Work instructions | Report every line from the following entries that contains the string "solidity".

[Collected data entries]
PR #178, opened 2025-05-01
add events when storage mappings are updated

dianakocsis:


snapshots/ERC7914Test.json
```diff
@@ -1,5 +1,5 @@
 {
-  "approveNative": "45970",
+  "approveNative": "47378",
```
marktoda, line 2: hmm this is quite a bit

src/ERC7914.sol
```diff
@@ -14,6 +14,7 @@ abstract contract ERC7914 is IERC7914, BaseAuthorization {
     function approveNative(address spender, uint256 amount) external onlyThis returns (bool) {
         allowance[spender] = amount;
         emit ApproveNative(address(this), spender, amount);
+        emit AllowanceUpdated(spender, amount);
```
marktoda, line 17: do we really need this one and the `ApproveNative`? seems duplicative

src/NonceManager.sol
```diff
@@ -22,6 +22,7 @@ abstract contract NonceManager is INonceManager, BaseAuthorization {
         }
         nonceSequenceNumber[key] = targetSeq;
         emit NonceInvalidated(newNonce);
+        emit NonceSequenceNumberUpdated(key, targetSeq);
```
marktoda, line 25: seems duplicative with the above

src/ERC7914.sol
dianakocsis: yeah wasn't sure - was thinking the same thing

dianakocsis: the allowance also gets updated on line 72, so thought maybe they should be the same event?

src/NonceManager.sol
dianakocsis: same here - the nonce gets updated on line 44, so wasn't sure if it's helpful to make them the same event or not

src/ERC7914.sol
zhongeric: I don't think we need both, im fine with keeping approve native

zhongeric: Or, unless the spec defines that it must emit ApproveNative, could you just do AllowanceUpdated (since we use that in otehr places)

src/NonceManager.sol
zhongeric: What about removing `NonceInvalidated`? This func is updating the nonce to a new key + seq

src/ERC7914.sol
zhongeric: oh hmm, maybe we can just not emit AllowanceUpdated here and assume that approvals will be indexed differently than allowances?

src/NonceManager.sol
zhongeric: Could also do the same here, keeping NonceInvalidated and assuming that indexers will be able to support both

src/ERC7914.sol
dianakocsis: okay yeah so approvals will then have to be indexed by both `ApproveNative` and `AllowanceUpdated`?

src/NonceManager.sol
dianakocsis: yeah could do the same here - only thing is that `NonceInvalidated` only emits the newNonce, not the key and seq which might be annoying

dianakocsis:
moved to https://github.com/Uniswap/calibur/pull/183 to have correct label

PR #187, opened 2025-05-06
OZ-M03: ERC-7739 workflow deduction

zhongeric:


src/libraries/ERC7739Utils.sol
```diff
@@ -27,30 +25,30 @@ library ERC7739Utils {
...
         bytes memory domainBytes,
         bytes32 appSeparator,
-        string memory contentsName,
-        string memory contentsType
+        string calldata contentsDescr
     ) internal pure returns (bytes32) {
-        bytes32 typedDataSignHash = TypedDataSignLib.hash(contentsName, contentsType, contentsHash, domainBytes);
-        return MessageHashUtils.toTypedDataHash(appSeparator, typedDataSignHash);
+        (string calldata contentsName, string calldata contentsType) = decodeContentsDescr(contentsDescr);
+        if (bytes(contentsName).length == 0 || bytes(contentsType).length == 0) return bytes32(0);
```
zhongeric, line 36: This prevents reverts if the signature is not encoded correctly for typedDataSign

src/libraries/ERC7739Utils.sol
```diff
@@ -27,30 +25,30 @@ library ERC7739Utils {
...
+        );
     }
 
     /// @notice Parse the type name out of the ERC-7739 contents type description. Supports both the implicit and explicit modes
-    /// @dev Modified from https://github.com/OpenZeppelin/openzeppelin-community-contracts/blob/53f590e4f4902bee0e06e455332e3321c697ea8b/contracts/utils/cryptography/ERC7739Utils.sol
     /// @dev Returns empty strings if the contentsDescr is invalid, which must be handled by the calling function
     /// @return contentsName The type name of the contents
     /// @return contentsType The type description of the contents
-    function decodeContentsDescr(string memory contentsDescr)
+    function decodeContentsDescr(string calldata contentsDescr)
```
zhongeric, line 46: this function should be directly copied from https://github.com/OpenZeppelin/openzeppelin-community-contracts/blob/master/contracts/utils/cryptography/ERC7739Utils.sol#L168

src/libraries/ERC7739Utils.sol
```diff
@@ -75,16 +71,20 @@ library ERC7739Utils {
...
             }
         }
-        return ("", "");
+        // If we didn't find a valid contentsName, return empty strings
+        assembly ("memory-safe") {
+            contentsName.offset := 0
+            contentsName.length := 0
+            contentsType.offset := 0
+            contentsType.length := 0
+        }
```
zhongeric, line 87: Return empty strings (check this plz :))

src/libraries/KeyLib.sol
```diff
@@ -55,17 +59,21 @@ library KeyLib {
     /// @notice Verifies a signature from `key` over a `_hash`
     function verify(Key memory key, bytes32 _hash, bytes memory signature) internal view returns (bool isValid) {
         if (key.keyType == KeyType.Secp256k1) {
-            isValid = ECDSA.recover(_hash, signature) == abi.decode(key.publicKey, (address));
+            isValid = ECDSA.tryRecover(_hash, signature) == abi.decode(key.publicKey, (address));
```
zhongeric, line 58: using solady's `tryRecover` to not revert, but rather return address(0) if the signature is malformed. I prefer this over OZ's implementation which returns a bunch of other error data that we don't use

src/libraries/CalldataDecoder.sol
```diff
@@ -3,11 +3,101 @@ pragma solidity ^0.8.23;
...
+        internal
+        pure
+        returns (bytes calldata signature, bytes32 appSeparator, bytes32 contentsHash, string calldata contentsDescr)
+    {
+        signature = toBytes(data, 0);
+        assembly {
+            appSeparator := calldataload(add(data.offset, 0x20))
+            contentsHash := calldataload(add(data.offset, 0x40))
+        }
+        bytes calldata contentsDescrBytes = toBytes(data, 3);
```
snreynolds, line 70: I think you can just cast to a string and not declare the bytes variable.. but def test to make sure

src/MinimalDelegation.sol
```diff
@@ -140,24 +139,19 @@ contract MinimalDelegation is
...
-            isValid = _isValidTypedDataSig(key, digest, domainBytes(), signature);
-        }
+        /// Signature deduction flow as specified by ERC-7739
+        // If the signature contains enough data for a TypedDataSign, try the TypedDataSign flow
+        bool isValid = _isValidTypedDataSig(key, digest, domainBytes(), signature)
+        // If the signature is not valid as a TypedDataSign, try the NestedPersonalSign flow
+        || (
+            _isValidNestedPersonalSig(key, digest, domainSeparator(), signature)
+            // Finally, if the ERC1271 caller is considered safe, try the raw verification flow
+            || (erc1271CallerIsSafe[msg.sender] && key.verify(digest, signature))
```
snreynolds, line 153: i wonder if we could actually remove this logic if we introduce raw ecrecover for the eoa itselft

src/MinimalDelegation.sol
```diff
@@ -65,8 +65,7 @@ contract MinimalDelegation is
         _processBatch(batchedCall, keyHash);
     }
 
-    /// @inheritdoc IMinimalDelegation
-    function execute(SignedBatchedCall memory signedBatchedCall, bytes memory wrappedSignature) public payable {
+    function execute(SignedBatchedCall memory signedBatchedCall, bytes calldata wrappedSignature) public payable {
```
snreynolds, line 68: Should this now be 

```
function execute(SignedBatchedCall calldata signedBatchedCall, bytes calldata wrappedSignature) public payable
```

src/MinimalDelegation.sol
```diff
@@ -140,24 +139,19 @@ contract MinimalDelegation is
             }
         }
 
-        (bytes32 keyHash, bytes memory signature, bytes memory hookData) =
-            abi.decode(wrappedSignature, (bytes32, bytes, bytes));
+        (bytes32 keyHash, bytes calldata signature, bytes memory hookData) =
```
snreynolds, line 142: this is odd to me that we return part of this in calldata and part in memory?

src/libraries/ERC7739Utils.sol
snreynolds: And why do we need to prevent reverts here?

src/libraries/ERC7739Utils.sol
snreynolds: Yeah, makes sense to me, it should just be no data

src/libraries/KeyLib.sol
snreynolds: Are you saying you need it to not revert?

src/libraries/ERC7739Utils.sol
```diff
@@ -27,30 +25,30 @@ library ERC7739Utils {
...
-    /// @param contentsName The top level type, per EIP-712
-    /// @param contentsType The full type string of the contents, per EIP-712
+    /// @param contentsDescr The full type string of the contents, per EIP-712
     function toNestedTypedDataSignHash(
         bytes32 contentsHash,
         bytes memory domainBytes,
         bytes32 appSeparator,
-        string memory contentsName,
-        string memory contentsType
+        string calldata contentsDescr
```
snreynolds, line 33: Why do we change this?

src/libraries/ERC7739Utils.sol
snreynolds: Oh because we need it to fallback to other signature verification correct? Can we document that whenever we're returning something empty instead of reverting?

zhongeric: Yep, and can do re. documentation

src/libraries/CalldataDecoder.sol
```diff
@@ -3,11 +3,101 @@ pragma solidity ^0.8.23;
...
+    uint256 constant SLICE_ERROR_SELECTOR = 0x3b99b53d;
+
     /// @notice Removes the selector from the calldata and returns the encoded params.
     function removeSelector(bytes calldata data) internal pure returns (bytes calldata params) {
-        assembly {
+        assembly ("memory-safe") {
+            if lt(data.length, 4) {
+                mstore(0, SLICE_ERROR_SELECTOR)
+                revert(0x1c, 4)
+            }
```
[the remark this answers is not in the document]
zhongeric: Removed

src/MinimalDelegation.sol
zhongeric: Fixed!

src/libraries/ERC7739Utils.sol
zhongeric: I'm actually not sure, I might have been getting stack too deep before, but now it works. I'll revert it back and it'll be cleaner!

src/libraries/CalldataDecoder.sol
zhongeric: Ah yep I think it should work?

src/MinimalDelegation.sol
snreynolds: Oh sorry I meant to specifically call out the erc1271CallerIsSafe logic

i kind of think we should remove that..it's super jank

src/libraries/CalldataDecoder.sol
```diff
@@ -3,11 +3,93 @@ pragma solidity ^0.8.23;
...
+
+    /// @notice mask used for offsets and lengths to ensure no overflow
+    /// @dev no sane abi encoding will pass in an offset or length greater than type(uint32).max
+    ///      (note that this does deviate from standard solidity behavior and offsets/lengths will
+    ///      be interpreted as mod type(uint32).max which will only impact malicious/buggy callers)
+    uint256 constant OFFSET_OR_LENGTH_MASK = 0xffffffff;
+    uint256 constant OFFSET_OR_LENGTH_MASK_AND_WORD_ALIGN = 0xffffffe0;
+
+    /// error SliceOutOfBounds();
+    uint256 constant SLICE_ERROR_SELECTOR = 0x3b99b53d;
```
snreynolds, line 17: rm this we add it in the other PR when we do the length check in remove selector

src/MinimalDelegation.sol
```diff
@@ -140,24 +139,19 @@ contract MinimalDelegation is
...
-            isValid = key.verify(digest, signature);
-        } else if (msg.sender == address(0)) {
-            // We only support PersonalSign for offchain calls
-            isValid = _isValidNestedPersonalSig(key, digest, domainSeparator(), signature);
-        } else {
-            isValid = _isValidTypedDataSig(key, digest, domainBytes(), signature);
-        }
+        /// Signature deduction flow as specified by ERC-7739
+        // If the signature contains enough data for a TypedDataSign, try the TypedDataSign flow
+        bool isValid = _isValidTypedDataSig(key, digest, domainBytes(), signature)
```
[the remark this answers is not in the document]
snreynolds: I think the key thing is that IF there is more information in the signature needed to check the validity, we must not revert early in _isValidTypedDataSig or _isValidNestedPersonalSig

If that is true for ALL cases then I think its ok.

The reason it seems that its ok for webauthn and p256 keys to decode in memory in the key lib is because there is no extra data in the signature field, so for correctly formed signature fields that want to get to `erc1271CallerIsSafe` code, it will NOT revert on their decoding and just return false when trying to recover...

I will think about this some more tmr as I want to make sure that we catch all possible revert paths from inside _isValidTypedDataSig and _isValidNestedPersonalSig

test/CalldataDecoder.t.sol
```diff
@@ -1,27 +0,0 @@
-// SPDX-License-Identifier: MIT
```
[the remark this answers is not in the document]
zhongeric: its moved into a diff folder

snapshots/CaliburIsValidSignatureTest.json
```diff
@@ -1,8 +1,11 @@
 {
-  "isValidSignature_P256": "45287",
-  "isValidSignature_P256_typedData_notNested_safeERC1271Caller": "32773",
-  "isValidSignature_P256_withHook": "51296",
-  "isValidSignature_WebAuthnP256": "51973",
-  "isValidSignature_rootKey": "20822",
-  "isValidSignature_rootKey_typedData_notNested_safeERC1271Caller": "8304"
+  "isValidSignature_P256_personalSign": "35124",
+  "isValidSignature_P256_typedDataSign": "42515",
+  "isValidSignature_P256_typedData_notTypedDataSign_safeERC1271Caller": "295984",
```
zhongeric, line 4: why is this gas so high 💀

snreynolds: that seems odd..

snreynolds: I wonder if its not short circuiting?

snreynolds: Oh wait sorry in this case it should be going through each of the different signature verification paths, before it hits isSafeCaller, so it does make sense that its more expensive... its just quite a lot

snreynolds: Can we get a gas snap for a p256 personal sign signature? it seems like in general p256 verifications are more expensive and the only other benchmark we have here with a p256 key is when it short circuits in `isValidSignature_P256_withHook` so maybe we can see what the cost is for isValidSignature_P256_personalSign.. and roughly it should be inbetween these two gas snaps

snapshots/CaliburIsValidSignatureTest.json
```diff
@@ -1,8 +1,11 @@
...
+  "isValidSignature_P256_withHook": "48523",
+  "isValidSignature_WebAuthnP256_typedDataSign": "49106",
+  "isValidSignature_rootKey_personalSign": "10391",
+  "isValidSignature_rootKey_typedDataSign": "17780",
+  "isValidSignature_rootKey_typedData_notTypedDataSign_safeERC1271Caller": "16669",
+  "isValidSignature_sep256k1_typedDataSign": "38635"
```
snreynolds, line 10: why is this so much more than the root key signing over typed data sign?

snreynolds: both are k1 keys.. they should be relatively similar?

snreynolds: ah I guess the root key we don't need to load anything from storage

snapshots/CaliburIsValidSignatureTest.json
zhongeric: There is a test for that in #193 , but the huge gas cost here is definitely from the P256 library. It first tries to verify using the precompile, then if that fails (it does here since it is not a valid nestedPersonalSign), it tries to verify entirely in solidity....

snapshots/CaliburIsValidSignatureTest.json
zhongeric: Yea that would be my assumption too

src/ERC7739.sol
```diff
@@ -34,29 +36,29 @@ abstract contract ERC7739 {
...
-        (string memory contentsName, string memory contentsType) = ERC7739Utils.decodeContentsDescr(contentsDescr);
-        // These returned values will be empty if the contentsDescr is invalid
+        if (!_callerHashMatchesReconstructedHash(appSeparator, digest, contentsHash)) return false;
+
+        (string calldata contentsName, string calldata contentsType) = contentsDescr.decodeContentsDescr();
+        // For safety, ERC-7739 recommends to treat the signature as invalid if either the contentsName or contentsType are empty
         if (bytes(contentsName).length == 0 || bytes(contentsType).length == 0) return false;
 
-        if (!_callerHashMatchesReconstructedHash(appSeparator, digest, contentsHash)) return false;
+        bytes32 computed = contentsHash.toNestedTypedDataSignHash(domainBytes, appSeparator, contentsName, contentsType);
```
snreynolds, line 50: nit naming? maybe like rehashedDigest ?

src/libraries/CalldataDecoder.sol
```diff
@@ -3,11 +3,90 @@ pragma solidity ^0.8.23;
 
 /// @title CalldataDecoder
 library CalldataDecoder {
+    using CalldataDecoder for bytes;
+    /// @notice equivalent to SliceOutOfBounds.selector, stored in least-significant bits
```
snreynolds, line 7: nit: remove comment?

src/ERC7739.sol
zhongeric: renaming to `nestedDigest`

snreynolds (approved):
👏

Exercise answer |
@@ -3,11 +3,101 @@ pragma solidity ^0.8.23;
@@ -3,11 +3,101 @@ pragma solidity ^0.8.23;
@@ -3,11 +3,93 @@ pragma solidity ^0.8.23;
+    ///      (note that this does deviate from standard solidity behavior and offsets/lengths will
zhongeric: There is a test for that in #193 , but the huge gas cost here is definitely from the P256 library. It first tries to verify using the precompile, then if that fails (it does here since it is not a valid nestedPersonalSign), it tries to verify entirely in solidity....
@@ -3,11 +3,90 @@ pragma solidity ^0.8.23;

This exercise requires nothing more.